Un levier de souveraineté cognitive et linguistique
Au-delà de la prouesse technique, la direction de l’AUF revendique une portée stratégique. Le président Sorin Mihai Cîmpeanu insiste sur la « nécessité d’avoir des enseignants formés pour enseigner en ligne et disposer de suffisamment de contenu digital », rappelant que la production locale de savoirs est un gage d’indépendance intellectuelle. Dans un contexte où les bibliothèques virtuelles sont dominées par des ressources anglophones, l’initiative brazzavilloise contribue à densifier l’offre francophone et à préserver la diversité culturelle. Le recteur de l’AUF, le professeur Slim Khalbous, renchérit : « Le laboratoire multimédia pédagogique est un outil techno-pédagogique qui permet de faire toutes les modifications possibles sur les cours en ligne, faire des scénarisations. »
Une dynamique partenariale entre État, AUF et secteur privé
Si la volonté politique constitue le socle du projet, l’écosystème qu’il mobilise dépasse les seules frontières institutionnelles. Plusieurs entreprises congolaises de télécommunication ont été sollicitées pour garantir une connectivité à haut débit, tandis que les universités membres mettent à disposition des équipes pédagogiques afin de tester des cursus pilotes dans les sciences, les humanités et les filières professionnelles émergentes. Cet enchaînement d’acteurs illustre l’orientation du gouvernement congolais vers des solutions multilatérales, renforçant la crédibilité du pays dans les enceintes internationales traitant de l’inclusion numérique.

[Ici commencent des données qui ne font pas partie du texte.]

PR #1129, opened 2019-11-07
fix: fix insert child orderly on Picklist component

cmcartaya:
- Fix insert child orderly on Picklist component

@nexxtway/react-rainbow


src/components/Picklist/utils.js
```diff
@@ -18,7 +18,7 @@ export function insertChildOrderly(children, child, nodes) {
 
 export function getChildMenuItemNodes(ref) {
     if (ref) {
-        return ref.querySelectorAll('a[role="menuitem"]');
+        return ref.querySelectorAll('div[role="option"]');
```
LeandroTorresSicilia: Since we don't get aware of this bug we need to find somehow test this scenario.

integration/specs/Picklist/picklist-9.spec.js
```diff
@@ -0,0 +1,50 @@
...
+        const picklist = new PagePicklist(PICKLIST);
+        picklist.clickInput();
+        picklist.waitUntilOpen();
+        expect(picklist.getOptionsLength()).toBe(2);
+        browser.keys(ESCAPE_KEY);
+        addNewBuildings();
+        picklist.clickInput();
+        picklist.waitUntilOpen();
+        expect(picklist.getOptionsLength()).toBe(5);
+    });
```
LeandroTorresSicilia: this test does not test any component functionality, instead, it check the example code, and we don't want to add unnecessary tests,  so remove it

integration/specs/Picklist/picklist-9.spec.js
```diff
@@ -0,0 +1,50 @@
...
+        const picklist = new PagePicklist(PICKLIST);
+        addNewBuildings();
+        picklist.clickInput();
+        picklist.waitUntilOpen();
+        const option = picklist.getOption(4);
+        option.hover();
+        expect(option.isActive()).toBe(true);
+        option.click();
+        expect(picklist.getSelectedOptionLabel()).toBe('Empire State');
+    });
```
LeandroTorresSicilia: only make one test for this, remove the two above this one, for simplicity, I think it is better to add only one item above Empire state and then test the position of empire state before and after the item is added, you can get the option at specific index and check its label so the only one test needed is:
```
1. open picklist
2. check position 1 is Empire state
3. add new option
4. check position 1 is the new added item
5. check position 2 is Empire state
```

PR #1138, opened 2019-11-10
refactor: migrate Textarea to styled-components

TahimiLeonBravo:
#950 

- migrate Textarea to styled-components

@nexxtway/react-rainbow


src/components/Textarea/index.js
```diff
@@ -1,12 +1,14 @@
...
 import autosize from 'autosize';
 import withReduxForm from './../../libs/hocs/withReduxForm';
 import { uniqueId } from './../../libs/utils';
 import RenderIf from '../RenderIf';
 import Label from './label';
-import './styles.css';
+import StyledContainer from './styled/container';
+import StyledTextarea from './styled/textarea';
+import StyledBottomHelp from './styled/bottomHelp';
+import StyledError from './styled/error';
```
LeandroTorresSicilia: bottomHelp and error are already defined in input component so use these instead:
```input/styled/helpText```
```input/styled/errorText```
same for label, use this one:
```input/label```
also remove label and his test file and all other styeld files

File: src/components/Textarea/index.js [hunk 2]
```diff
@@ -113,9 +107,9 @@ class Textarea extends Component {
                     id={this.getInlineTextLabelId()}
```
LeandroTorresSicilia: here note that you must use inputId instead of textareaId

src/components/Textarea/index.js
```diff
@@ -103,7 +97,7 @@ class Textarea extends Component {
         } = this.props;
 
         return (
-            <div className={this.getContainerClassNames()} style={style} id={id}>
+            <StyledContainer className={className} error={error} style={style} id={id}>
```
LeandroTorresSicilia: if the error prop is not used in StyledContainer then don't pass it

Issue #1155, opened 2019-11-19
fix: add arrows to the Lookup when displaying many options


TahimiLeonBravo:
### Requirements
- [ ] Show arrow up/down functionality when are many options to show in the dropdown menu
- [ ] Add unit test for this functionality
- [ ] Add integration test

### Spec
- It should render an arrow down/up when are many options to show
- It should scrolling when the user hovers over the arrows

Please follow to the Picklist behavior for more details
https://react-rainbow.web.app/#!/Picklist/3

### Unit Test Spec
- [ ] should render scroll down arrow when the number of children is more than five
- [ ] should not render scroll down arrow when the number of children is less than five
- [ ] should not render scroll up arrow when menu scroll position is zero
- [ ] should render scroll up arrow when popup menu scroll position is greater than zero

### Design
https://zpl.io/aw4Algj

TahimiLeonBravo:
@rafaelmg83

rafaelmg83:
Ok, perfect, i started to work on it already.

PR #1169, opened 2019-11-27
feat: adding scroll arrows

rafaelmg83:
fix: #1155 

## Added scroll arrows to the Lookup component
-

@nexxtway/react-rainbow


src/components/Lookup/index.js
```diff
@@ -72,6 +75,9 @@ class Lookup extends Component {
             [DOWN_KEY]: this.handleKeyDownPressed,
             [ENTER_KEY]: this.handleKeyEnterPressed,
         };
+        this.handleScrollDownArrowHover = this.handleScrollDownArrowHover.bind(this);
+        this.handleScrollUpArrowHover = this.handleScrollUpArrowHover.bind(this);
+        this.stopArrowScoll = this.stopArrowScoll.bind(this);
```
reiniergs: @LeandroTorresSicilia we should have util here that does all the bindings, we have exactly the same code every where in-class components, something like this

```js
bind({
    methods: [
        'handleScrollDownArrowHover',
       'handleScrollUpArrowHover',
    ],
    to: this,
});
```
it will be more semantic and reduce litte the component code, agree??

LeandroTorresSicilia: Yes, I agree with you, I will create an issue for this

src/components/Lookup/index.js
```diff
@@ -236,6 +243,63 @@ class Lookup extends Component {
...
+        this.stopArrowScoll();
+
+        const menu = this.menuRef.current.getRef();
+        this.scrollingTimer = setInterval(() => {
+            if (menu.scrollTop > 0) {
+                menu.scrollBy(0, -1);
+            } else {
+                this.stopArrowScoll();
+            }
+        }, 5);
```
reiniergs: not a fan on `setInterval`, prefer to implement same behavior using only `setTimeout`, setInterval can cause serious memory leaks

src/components/Lookup/index.js
```diff
@@ -236,6 +243,63 @@ class Lookup extends Component {
...
+        const menu = this.menuRef.current.getRef();
+        const showScrollUpArrow = menu.scrollTop > 0;
+        const showScrollDownArrow = !isScrollPositionAtMenuBottom(menu);
+        this.setState({
+            showScrollUpArrow,
+            showScrollDownArrow,
+        });
+    }
+
+    // - end of mine
```
reiniergs: since we are using the same logic in other components or it can potentially be used then we can move it out of the component into a library, this behavior doesn't have to be tied to react, it's pure DOM manipulation of the scrollable container.

src/components/Lookup/index.js
rafaelmg83: i changed `setInterval` by `setTimeout` already.

Issue #1157, opened 2019-11-20
test: add integration-test to `reorder-child` functionality in all components


TahimiLeonBravo:
- [x] Accordion (https://zpl.io/VYR5ELd)
- [ ] CarouselCard (https://zpl.io/bJvwYAD)
- [ ] PrimitiveMenu (https://zpl.io/adkNDyL)
- [ ] Tabset (https://zpl.io/VODL45r)
- [ ] Add test-case for when unregister child in `Tabset`, `Accordion`, `CarouselCard`, `PrimitiveMenu` and `Picklist` components

yvmunayev:
@TahimiLeonBravo I check the Picklist component tests and start

PR #1173, opened 2019-11-29
test: integration test to reorder child functionality in Accordion

yvmunayev:
#1157

-add integration-test to `reorder-child` functionality in Accordion with AccordionOption changed dynamically

@nexxtway/react-rainbow


integration/specs/Accordion/accordion-9.spec.js
```diff
@@ -0,0 +1,25 @@
...
+
+const addAdvancedSettings = () => $('#button-icon_add-new-advanced-settings').click();
+
+describe('Accordion with AccordionOption changed dynamically', () => {
+    it('should select the new option with keyboard after it is added dynamically', () => {
+        browser.url('/#!/Accordion/9');
+        const component = $(ACCORDION);
+        component.waitForExist();
+        const accordion = new PageAccordion(ACCORDION);
+        accordion.clickFirstButton();
```
LeandroTorresSicilia: The accordion page object has a getItem method that returns a page object for each section child. Since we don't know how much sections will have an Accordion and we would need to click each one, instead of creating a clickFirstButton method you should do:
```
const firstSection = accordion.getItem(0);
firstSection.clickButtonIcon();
```
with this approach, you will be able to click whatever section you want

integration/specs/Accordion/accordion-9.spec.js
```diff
@@ -0,0 +1,25 @@
...
+        browser.keys(ARROW_DOWN_KEY);
+        browser.keys(ENTER_KEY);
+        expect(accordion.getOpenSectionLabel()).toBe('Personal Profile');
+        browser.refresh();
+        addAdvancedSettings();
+        accordion.clickFirstButton();
```
LeandroTorresSicilia: same ^^

package.json
```diff
@@ -142,7 +143,7 @@
         "sass-loader": "^7.1.0",
         "shelljs": "^0.8.3",
         "style-loader": "^0.22.1",
-        "stylelint": "^9.5.0",
+        "stylelint": "^12.0.0",
```
LeandroTorresSicilia: For now, don't change anything in package.json since there packages with breaking change and we need to be careful when update them.

src/components/Accordion/pageObject/index.js
```diff
@@ -30,6 +30,29 @@ class PageAccordion {
...
+    /**
+     * Returns the label of the open AccordionSection
+     * @method
+     * @returns {string}
+     */
+    getOpenSectionLabel() {
+        return $(this.rootElement)
+            .$('div[aria-hidden="false"]')
+            .$('..')
+            .$('div h3 > span:nth-child(2)')
```
LeandroTorresSicilia: This is a fragile selector since we can change the markup and then break it. Here you can set:
```data-expanded={isExpanded}```
in the ```StyledHeading ``` component and then select it as:
```
$(this.rootElement)
            .$('[data-expanded="true"]')
            .$('[title="Accordion Label"]')
```
also in this way is more readable

File: src/components/Accordion/readme.md [hunk 5]
```diff
@@ -159,3 +159,117 @@ import { Card, Accordion, AccordionSection } from 'react-rainbow-components';
...
+    Card, 
+    Accordion, 
+    AccordionSection,
+    ButtonGroup,
+    ButtonIcon,
+} from 'react-rainbow-components';
+import { FontAwesomeIcon } from '@fortawesome/react-fontawesome';
+import {
+    faPlus,
+  	faEllipsisV,
```
LeandroTorresSicilia: fix indentation

src/components/Accordion/readme.md
```diff
@@ -159,3 +159,117 @@ import { Card, Accordion, AccordionSection } from 'react-rainbow-components';
...
+                        variant="border"
+                        disabled
+                        icon={<FontAwesomeIcon icon={faPlus} />}
+                    />
+                    <ButtonIcon
+                        variant="border"
+                        disabled
+                        icon={<FontAwesomeIcon icon={faEllipsisV} />}
+                    />
+                </ButtonGroup>
```
LeandroTorresSicilia: fix indentation for closing ButtonGroup  and both ButtonIcon

PR #1178, opened 2019-12-04
test: add integration-test to `reorder-child` functionality in CarouselCard

yvmunayev:
fix: #1157 

- test: add integration-test to `reorder-child` functionality in CarouselCard with CarouselImagen changed dynamically
- fix: `reorder-child` functionality in CarouselCard component
- fix: add `reorder-child` functionality to Indicator component 
- fix: isSelected function of PageCarouselCardIndicator class

@nexxtway/react-rainbow


integration/specs/CarouselCard/carouselCard-3.spec.js
```diff
@@ -0,0 +1,28 @@
...
+const CAROUSEL = '#carousel-3';
+
+const addNewCard = () => $('#button-icon_add-new-card').click();
+
+describe('CarouselCard with CarouselImagen changed dynamically', () => {
+    it('should select the new option with keyboard after it is added dynamically', () => {
+        browser.url('/#!/CarouselCard/3');
+        const component = $(CAROUSEL);
+        component.waitForExist();
+        var carousel = new PageCarouselCard(CAROUSEL);
```
LeandroTorresSicilia: Let's use const instead, we never use var, when the variable is not reassigned use const otherwise use let.

src/components/CarouselCard/indicators/utils.js
```diff
@@ -0,0 +1,23 @@
...
+    newChildrenRefs.sort(
+        (refA, refB) => getRefIndex(nodes, refA.ref) - getRefIndex(nodes, refB.ref),
+    );
+    return newChildrenRefs;
+}
+
+export function insertChildOrderly(childrenRefs, childRef, nodes) {
+    const newChildrenRefs = childrenRefs.concat([childRef]);
+    return sortChildren(newChildrenRefs, nodes);
+}
```
LeandroTorresSicilia: These last three methods are the same that are in the other utils file, then let's remove these and use the ones in the other utils and only keep the first one that is different.

src/components/CarouselImage/pageObject/index.js
```diff
@@ -21,6 +21,17 @@ class PageCarouselImage {
             .$('a')
             .click();
     }
+
+    /**
+     * Returns the header of the CarouselImage.
+     * @method
+     * @returns {string}
+     */
+    getHeader() {
```
LeandroTorresSicilia: since we are getting a text use `getHeaderText`

src/components/CarouselImage/pageObject/index.js
```diff
@@ -21,6 +21,17 @@ class PageCarouselImage {
...
+        return $(this.rootElement)
+            .$('[title="Imagen Header"]')
+            .getHTML(false);
```
LeandroTorresSicilia: here you can use getText

yvmunayev: The problem with getText () is that if the element is not visible the function returns empty.

src/components/CarouselCard/readme.md
```diff
@@ -48,3 +48,98 @@ const carouselContainerStyles = {
...
+                        onClick={() => this.addNewCard()}
+                        variant="border"
+                        icon={<FontAwesomeIcon icon={faPlus} />}
+                    />
+                </GlobalHeader>
+                <CarouselCard
+                    style={carouselContainerStyles}
+                    className="rainbow-align-content_center rainbow-m_auto"
+                    id="carousel-3"
+                    disableAutoScroll={true}
```
LeandroTorresSicilia: we usually only use:
```disableAutoScroll```
when passing true values as props
and when pass false:
```disableAutoScroll={false}```
here there is no problem because this is a markdown file that eslint doesn't inspect but in js files, the linter doesn't allow you to do this.

Issue #1191, opened 2019-12-08
feat: add support Theme for Badge component


TahimiLeonBravo:
https://github.com/nexxtway/react-rainbow/projects/1#card-29896923

yvmunayev:
@TahimiLeonBravo

PR #1194, opened 2019-12-09
feat: add support theme for badge component

yvmunayev:
fix: #1191

- feat: add support theme for badge component

@nexxtway/react-rainbow


src/components/Badge/styled/container.js
```diff
@@ -32,14 +36,14 @@ const StyledContainer = styled.span`
         props.variant === 'brand' &&
         `
             color: ${COLOR_WHITE};
```
LeandroTorresSicilia: Here we need to get the contrast text computed as we did in the Button component. This is necessary because if the customer sets a light brand color we need to present a text color with the right contrast text in order to make it visually possible. One clear example of this if when the user sets #fff color as a brand, keeping text color to #fff as well will be visually impossible since all we get is a white box.

Issue #757, opened 2019-05-24
feat: add `hour24` to the TimePicker component


TahimiLeonBravo:

alonsosfera:
Hey! Can I work on this?

LeandroTorresSicilia:
@alonsosfera  Yeah, you are welcome to contribute

TahimiLeonBravo:
Hi @alonsosfera 
We released a new version 1.12.0 where the `hour24` prop is available.
Thanks for your contribution :)

PR #1230, opened 2019-12-19
feat: add `hour24` to the TimePicker component

alonsosfera:
feat: #757

-Add `hour24` prop to the TimePicker component to set its format to 24 hrs.

@nexxtway/react-rainbow


src/components/TimePicker/timeSelect.js
```diff
@@ -342,7 +351,7 @@ export default class TimeSelect extends Component {
             ampm,
         });
 
-        if (currentHour && currentMinutes && ampm) {
+        if (currentHour && currentMinutes) {
```
LeandroTorresSicilia: Here we need a check because in the case of 12 hours if the user doesn't select the am pm value then we should not send the onChange event.

LeandroTorresSicilia:
There is a warning in console when pressing the right arrow key twice.
Screen Shot 2019-12-19 at 10 11 47 AM
Seems that we need another check on keyboard navigation.
The same happens when the minute's input is focused and type a number greater than 6, because it will try to focus the third input (am pm select) and since it doesn't exist then fails.

alonsosfera:
@LeandroTorresSicilia Thanks for your feedback, it's greatly appreciated! I just pushed the changes to take care of those little things. If there is anything else, please feel free to let me know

Une réponse aux défis de l’accessibilité et de la massification
Les chiffres de l’Observatoire national de l’enseignement supérieur montrent que le nombre d’étudiants inscrits dans les universités publiques a progressé de près de 40 % en dix ans. Face à cette massification, les amphithéâtres traditionnels atteignent leurs limites structurelles. Le laboratoire multimédia constitue un maillon essentiel pour absorber la demande en cours du soir et en formation continue, en permettant à des apprenants éloignés, notamment dans les régions de la Cuvette et du Niari, d’accéder à des modules identiques à ceux dispensés à Brazzaville. Dans une perspective d’équité territoriale, l’outil peut être relié aux centres d’appui régionaux progressivement équipés par les collectivités locales.
Des retombées attendues sur l’employabilité des jeunes diplômés
La pertinence d’une formation ne se mesure plus uniquement à la qualité de l’enseignement mais aussi à la capacité des diplômés à s’insérer sur un marché du travail globalisé et digitalisé. En introduisant des compétences de réalisation multimédia, de gestion de projet e-learning et de veille technologique, le laboratoire permet aux étudiants d’acquérir des atouts recherchés par les entreprises locales et les organisations internationales. Les premiers tests menés avec la filière d’ingénierie informatique de l’Université Marien-Ngouabi indiquent un taux de satisfaction de 92 % chez les apprenants ayant suivi un module hybride, confirmant l’attrait d’une pédagogie interactive et contextualisée.
Perspectives de pérennisation et de rayonnement régional
Pour inscrire cette avancée dans la durée, un dispositif de maintenance de proximité, adossé à un centre de compétences local, est en cours de structuration. À moyen terme, l’AUF envisage de mutualiser certaines ressources avec les campus de Kinshasa et de Libreville, afin de créer un corridor numérique centre-africain. Cette synergie devrait favoriser la circulation des experts et la co-certification de programmes, renforçant l’attractivité de Brazzaville comme pôle universitaire. Les prochains mois seront décisifs pour mesurer l’appropriation des outils par les enseignants, mais l’élan initial révèle une volonté collective de faire du numérique une chance et non une contrainte.